Kuperstein, Vechev, and Yahav [44], presented promising work on inference; they infer spec- ified orders from a program, a correctness property, and a memory model. Their approach first runs a whole-program state-space exploration algorithm that produces a logical formula, then solves the formula to get a set of specified orders, and finally uses those orders to insert fences. Their approach to enforce an order (i1, i2)is to insert a fence right after i1 or right before i2. The
whole-program nature of their approach means that while the inserted fences are sound in the given context, they may be unsound in a different context. Still, their approach can give worth- while feedback to an algorithm designer who tries to specify a set of orders that are sufficient to prove correctness. We note that our choice of correctness property (opacity) of transactional transactional memory algorithms is currently beyond the capabilities of the Kuperstein-Vechev- Yahav approach. What is needed here is a more powerful language for specifying correctness properties along with a suitable generalization of the approach. This can be an exciting direction for future work.
Kuperstein et al. [45], Meshman et al. [63], and Dan et al. [21] have presented approaches to a related inference problem, allowing degrees of infinite-state programs, but seemingly without specified orders as an intermediate step towards fences. Their approaches can likely be recast as inference of specified orders. Again, a direction for future work is to make their specification languages more powerful to enable specification of correctness of TM algorithms.
Liu et al. [57] presented an execution-based approach to inference, in which they run the program on a memory model and then use the traces to infer fences. This technique can likely be recast to infer specified orders instead.

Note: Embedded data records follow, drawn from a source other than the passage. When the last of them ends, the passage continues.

PR #82, opened 2019-05-30
Ux 434 multiselect support

nahumzs:
### 🛠 Purpose

This branch includes all test and documentation for the <ListBox />

---

### ✏️ Notes to Reviewer

Should be merge after the <ListBox /> Branch is merge

---

### 🖥 Screenshots

---


packages/ListBox/src/components/Label/Label.js
```diff
@@ -0,0 +1,83 @@
...
+
+export default function Label(props) {
+  const { placeholder } = props;
+  const [state] = useListBox();
+  const { selectedOptions, isMulti, options } = state;
+
+  if (!isMulti && selectedOptions.length && state.options[selectedOptions[0]].preventDefaultOnSelect) {
+    if (!lastKnownLabel) return placeholder;
+
+    return lastKnownLabel;
```
jamiek-acl:
```
if (!isMulti && se...) {
  return lastKnownLabel || placeholder;
}
```

packages/ListBox/src/components/Label/Label.js
```diff
@@ -0,0 +1,83 @@
...
+        throw Error(
+          `The trigger label on the ListBox needs that either <ListBox.Option> children are typeof string
+        or a label prop is add to the <ListBox.Option label='my description'> component`
+        );
+      })
+      .join(", ");
+
+    const lastKnownLabel =
+      optionsLength > 1 ? (
+        <span css={labelStyles}>
```
jamiek-acl: I'm noticing here you say:
```
<span css={...}>
  some children
</span>
```
but in other cases you do it like
```
<StyledSpan>
  some children
</StyledSpan>


//StyledSpan.style.js
export const StyledSpan = styled.span`
  ...
`
```

I guess these are equivalent, just different syntaxes? And wondering when to use which?

packages/ListBox/src/components/List/List.styles.js
```diff
@@ -0,0 +1,23 @@
...
+  }
+
+  overflow: auto;
+  ${props => {
+    const paddingNoResults = props.noResultsFound ? "padding: 0" : "";
+    return `
+        max-height: ${props.height}px
+        ${paddingNoResults}
+      `;
+  }}
```
jamiek-acl: Whoa, a function in css.  Trippy.

packages/ListBox/src/components/Option/Option.styles.js
```diff
@@ -0,0 +1,50 @@
+import styled from "styled-components";
+import tokens from "@paprika/tokens";
+
+const blueSelected = "#e5f1fe";
```
jamiek-acl: token!

packages/ListBox/src/components/Option/Option.js
```diff
@@ -0,0 +1,80 @@
...
+import { OptionStyled } from "./Option.styles";
+
+const propTypes = {
+  /** String, number or JSX content */
+  children: PropTypes.oneOfType([PropTypes.node, PropTypes.func]).isRequired,
+
+  /** Describe if the option is selected or not */
+  isSelected: PropTypes.bool,
+
+  /** Describe if the option is enable or not */
```
jamiek-acl: Not sure how much value some of these comments are adding.
If your response is `They are for auto-documentation` then my response to that is `then how come more components like the Filter and Footer don't have them?` :)

packages/ListBox/ListBox.js
```diff
@@ -0,0 +1,169 @@
...
+
+  /** Message to be display once the filtering process doesn't find a match */
+  hasNotResultsMessage: PropTypes.node,
+};
+
+export const defaultProps = {
+  children: null,
+  Filter: null, // eslint-disable-line
+  Footer: null, // eslint-disable-line
+  hasNotResultsMessage: "Your search did not match any options.",
```
jamiek-acl: Can you make this component be supported by `L10n`?

packages/ListBox/stories/moreExamples/Colums/Colums.stories.js
```diff
@@ -0,0 +1,5 @@
+import React from "react";
+import { storiesOf } from "@storybook/react";
+import Columns from "./Columns";
+
+storiesOf("ListBox / more examples", module).add("Colums select", () => <Columns />);
```
mikrotron: This story name, this file, and its directory all have the same typo: `colums` → `columns`.

packages/Popover/stories/Popover.screener.stories.js
```diff
@@ -17,23 +17,23 @@ storiesOf("Popover/Automation Tests/Screener", module).add("basic", () => (
         <Popover.Card>{shortContent}</Popover.Card>
       </Popover.Content>
     </Popover>
-    <div css={gapStyles} />
+    <div style={gapStyles} />
```
mikrotron: Can we add a `Gap` component to the `common.styles.js` instead and avoid inline styling, please.

https://github.com/acl-services/paprika/blob/master/.storybook/assets/styles/common.styles.js

packages/ListBox/README.md
```diff
@@ -0,0 +1,80 @@
...
+    </ListBox>
+  );
+}
+```
+
+### Props
+
+```js
+/** Child of type <ListBox.Option /> */
+children: PropTypes.node,
```
mikrotron: Do we really want to duplicate the amount of maintenance we'll have to do when we update this component's props by copying these into the `README.md`?

nahumzs: good point! those shouldn't be here, I guess a prop table should care about this! I will remove it.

Specified orders are restrictions on the possible executions of a program. In this way they are similar to previous work on using annotations to restrict scheduling for correctness [20] and for testing [40]. Our work differs in its focus on the restriction of the possible executions due to instruction reordering (or the appearance thereof) as opposed to the restriction of the possible executions due to thread scheduling.